We honor here members, friends and supporters of the American Council of the Blind who have impacted our lives in many wonderful ways. If you would like to submit a notice for this column, please include as much of the following information as possible.
Name (first, last, maiden if appropriate)
City of residence (upon passing)
State/province of residence (upon passing)
Other cities/states/countries of residence (places where other blind people may have known this person)
Date of death (day if known, month, year)
ACB affiliation (local/state/special-interest affiliates or national committees)
Deaths that occurred more than six months ago cannot be reported in this column.
Reprinted from “The Louisville Courier-Journal,” August 13, 2021
Mitzi Friedlander, 91, passed away on Aug. 11, 2021. Mitzi was a performer (actress and singer), narrator of Talking Books, social activist, teacher, mentor and friend to many across Louisville. Her light brightened many rooms and lives. She loved big parties with friends, especially the legendary Friedlander Christmas parties. She is enshrined in the Atherton Hall of Fame, a U of L Alumni award winner, and is an American Foundation for the Blind Alexander Scourby Awardee for excellence in narration. She was preceded in death by her husband of 60 years (William), and is survived by her daughter Fadel Fulkerson (Greg) and her son Eric (Indigo).
A memorial party was held Aug. 21st. Mitzi was also celebrated during the regular Sunday Eucharist at Christ Church Cathedral on Aug. 22nd. In lieu of flowers, the family would appreciate donations in Mitzi’s honor to Christ Church Cathedral, 421 S. 2nd St., Louisville, KY 40202; Louisville Interfaith Paths to Peace, 2500 Montgomery St., Louisville, KY 40212; or the American Printing House for the Blind, 1839 Frankfort Ave., Louisville, KY 40206. For a full remembrance, please visit www.pearsonfuneralhome.com.

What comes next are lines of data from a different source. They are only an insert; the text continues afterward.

PR #714, opened 2018-03-23
Fix timed error any question

jreidinger:
tested manually. example can be also used to test old behavior if used without Y2DIR.


package/yast2.changes
```diff
@@ -1,3 +1,10 @@
+-------------------------------------------------------------------
+Fri Mar 23 09:17:01 UTC 2018 - jreidinger@suse.com
+
+- fix behavior of showing timed error popup ( found during
```
joseivanlopez: NP: space between "( found"

PR #716, opened 2018-03-27
Make possible to use Yast2::Popup from Report

ancorgs:
Part of https://trello.com/c/T5rxuHfg/300-2-sles15-p1-1082542-build4731storage-ng-delete-lvmlv-failed-when-reinstall-on-encrypted-lvm

See it in action in a yast-storage-ng callback:
report_yesno

The same popup using the timeout from `Report`
report_yesno_timeout

### DIFF
--- a/library/general/src/modules/Report.rb
+++ b/library/general/src/modules/Report.rb
@@ -40,6 +40,8 @@ module Yast
   # @TODO not all methods respect all environment, feel free to open issue with
   #   method that doesn't respect it.
   class ReportClass < Module
+    include Yast::Logger
+
     def main
       textdomain "base"
 
@@ -436,6 +438,8 @@ module Yast
     #   - The argument :timeout will be ignored, the timeout fixed in the Report
     #   module will always be used instead (again, see {#DisplayYesNoMessages}).
     #   - The button ids must be :yes and :no, to honor the Report API.
+    #   - Due to the previous point, if no :buttons argument is provided, the
+    #   value :yes_no will be used for it.
     #
     # Like any other method used to present yesno_messages, false is always
     # returned if the system is configured to not display messages, no matter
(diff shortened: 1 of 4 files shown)


library/general/src/modules/Report.rb
```diff
@@ -422,6 +423,44 @@ def ErrorAnyQuestion(headline, message, yes_button_message, no_button_message, f
...
+    # delegates drawing the pop-up to {Yast2::Popup.show}, in case the message
+    # must be presented to the user (which can be configured via
+    # {#DisplayYesNoMessages}).
+    #
+    # All the arguments are forwarded to #{Yast2::Popup.show} almost as-is, but
+    # some aspects must be observed:
+    #
+    #   - The argument :timeout will be ignored, the timeout fixed in the Report
+    #   module will always be used instead (again, see {#DisplayYesNoMessages}).
+    #   - The button ids must be :yes and :no, to honor the Report API.
```
jreidinger: to be honest, I expect that here we should use by default `buttons: :yes_no` so if you omit this param, you still get yes_no popup. Default `:ok` looks wrong for me. So in other words, when you call `if Report.yesno_popup("text")` it will always return false, as it return `:ok` and not `:yes`

So here should be only note that if buttons was overwritten, only `:yes` symbol is considered for bootlean return value.

jreidinger:
can you please add screenshot when timeout is used? Just to check how it looks like.

library/general/src/modules/Report.rb
```diff
@@ -422,6 +423,44 @@ def ErrorAnyQuestion(headline, message, yes_button_message, no_button_message, f
...
+    # what was selected as the focused default answer.
+    #
+    # @param [String] message Popup message, forwarded to {Yast2::Popup.show}
+    # @param [Hash] extra_args Extra options to be forwarded to {Yast2::Popup.show},
+    #   see description for some considerations
+    # @return [Boolean] True if :yes is pressed, otherwise false
+    def yesno_popup(message, extra_args = {})
+      # Use exactly the same y2milestone call than other yesno methods
+      Builtins.y2milestone(1, "%1", message) if @log_yesno_messages
+
```
jreidinger: maybe log here warning if extra_args include timeout?

ancorgs: done

library/general/src/modules/Report.rb
ancorgs: Done. `:yes_no` is now used by default.

About `:yes` being considered, that's already documented in the `@return`.

jreidinger:
@ancorgs thanks for patch. Funny part is that I few days ago fix fir storage another Report method which is broken and now it also use new Popup - https://github.com/yast/yast-yast2/pull/714

PR #717, opened 2018-03-28
[WIP] Added ProductUpgrade class (bsc#1086259)

lslezak:
- **Still WIP**
- It finds the base product for upgrade.


library/packages/src/lib/y2packager/product_reader.rb
```diff
@@ -120,6 +132,38 @@ def available_products
...
+    # @return [Array<Hash>] pkg-bindings data structures
+    def available_products
+      # remove e.g. installed products
+      zypp_products.select { |p| p["status"] == :available || p["status"] == :selected }
+    end
+
+    # read the installed products
+    # @return [Array<Hash>] pkg-bindings data structures
+    def installed_products
+      # remove e.g. available or removed products
```
jreidinger: I do not get why removed when it is selected?

library/packages/src/lib/y2packager/product_reader.rb
```diff
@@ -120,6 +132,38 @@ def available_products
...
+      # and because a symlink can point only to one file there can be only one base product.
+      # The "status" conditition is actually not required because that symlink is created
+      # only for installed products. (Just make sure it still works in case the libzypp
+      # internal implementation is changed.)
+      base = products.find do |p|
+        p["type"] == "base" && (p["status"] == :installed || p["status"] == :removed)
+      end
+
+      log.info("Found installed base product: #{base}")
+      base
```
jreidinger: why not simple `installed_products.find { |p| p.type == "base" }` ?

library/packages/src/lib/y2packager/product_upgrade.rb
```diff
@@ -0,0 +1,171 @@
...
+        product
+      end
+
+      # find the upgrade product from the fallback mapping
+      # @param available [Array<Y2Packager::Product>] the available base products
+      # @return [Y2Packager::Product,nil] the new upgraded product
+      def find_by_mapping(available)
+        installed = Y2Packager::Product.installed_products
+
+        # sort the keys by length, try more products first
```
jreidinger: it is good that you document what code did, but I miss important info, WHY? why more products have to be done earlier?

library/packages/src/lib/y2packager/product_upgrade.rb
```diff
@@ -0,0 +1,171 @@
...
+        upgrade = MAPPING.keys.sort_by(&:size).find do |keys|
+          keys.all? { |name| installed.any? { |p| p.name == name } }
+        end
+
+        log.info("Found fallback upgrade for products: #{upgrade.inspect}")
+        return nil unless upgrade
```
jreidinger: should not be those two lines switched? log says Found, but it can be nil.

library/packages/src/lib/y2packager/product_upgrade.rb
```diff
@@ -0,0 +1,171 @@
...
+        # store the current resolvable states
+        Yast::Pkg.SaveState
+
+        # run the solver in the upgrade mode
+        Yast::Pkg.PkgUpdateAll({})
+        log_products
+
+        product = Y2Packager::Product.selected_base
+        # save the solver test case for easier debugging if no product upgrade was found
+        Yast::Pkg.CreateSolverTestCase("/var/log/YaST2/solver-product-upgrade") unless product
```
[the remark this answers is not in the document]
lslezak: Actually it's a directory, libzypp saves some XML files with data dump. It's the same as using `Extras` -> `Generate Dependency Resolver Test Case` menu in the Qt package manager or using the `--debug-solver` zypper option.

library/packages/src/lib/y2packager/product_reader.rb
lslezak: Because `Y2Packager::Product` does not have `type` attribute... :worried:

jreidinger: but installed_products is from `zypp_products` which is `Pkg` products, not `Y2Packager::Product`

jreidinger: I think you are hit by your own method names, because here is two installled_products, one in reader and second in Product class and both return different kind of object, which is a bit confusing.

lslezak: Oh, you are right, it's `Product.installed_products` vs. `ProductReader#installed_products`... :worried:

library/packages/src/lib/y2packager/product_upgrade.rb
lslezak: I have added a comment with the reason.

Sept. 23, 1945- Sept. 5, 2021
by Dan Sippl
As Terry was a very humble, unselfish, caring pillar of society, I thought that I should write something of his accomplishments for those who may not have had the opportunity to know of his leadership and philanthropy through his entire life.
Terry is a very humble giant in society who touched the hearts, souls and lives of thousands of people, with emphasis on our blindness and visually impaired community. Terry was born a visually impaired child during World War II, which denied him the opportunity for a full formal education as we know it today. This gave him the inspiration to be a better human being and humanitarian.
Terry started his work life very early, assisting in the care of other family members, particularly his niece, whom we all have come to know as Kim Venable. He married his teen love of life, Bonnie, who carried the same unselfish and supporting ideals to the blindness community.
As Terry worked at a local Bingo hall, he was able to assist the blindness organizations of Louisiana to purchase the hall as a way to improve the lives of other blind and visually impaired in the state and nationally via the Louisiana Council of the Blind, Randolph-Sheppard Vendors of Louisiana and the Randolph-Sheppard Vendors of America. As a Randolph-Sheppard vendor, he was able to support his family and the various blindness organizations he believed in and, along with his family’s full support, accepted leadership roles so others could improve their lives in a sighted world.
Terry had the unique ability to find time to help others have a better life. His commitment to children was unparalleled. With the assistance of the blindness organizations, he supported and coordinated annual Christmas parties for all of the children attending the Louisiana School for the Blind by bringing them together for an evening of fun while assuring that each received a Christmas present.
Terry’s endless hours of managing the Bingo hall for the blindness organizations allowed those organizations to assist members in attending ACB’s annual conferences.
Terry and his family’s commitment to children led him to accept leadership roles in the Shriners, thereby allowing his philanthropic personality to extend to all children.
Terry’s humble and unselfish personality never expected nor even desired any acknowledgement or recognition for his philanthropic ideals.
Terry was a religious man, but never carried it on his shoulder. He simply lived by its virtue. He had a deep understanding of right and wrong.
Please join me in extending our deepest and heartfelt sympathies to Bonnie and their daughters, along with Kim and Tommy Venable and their entire family.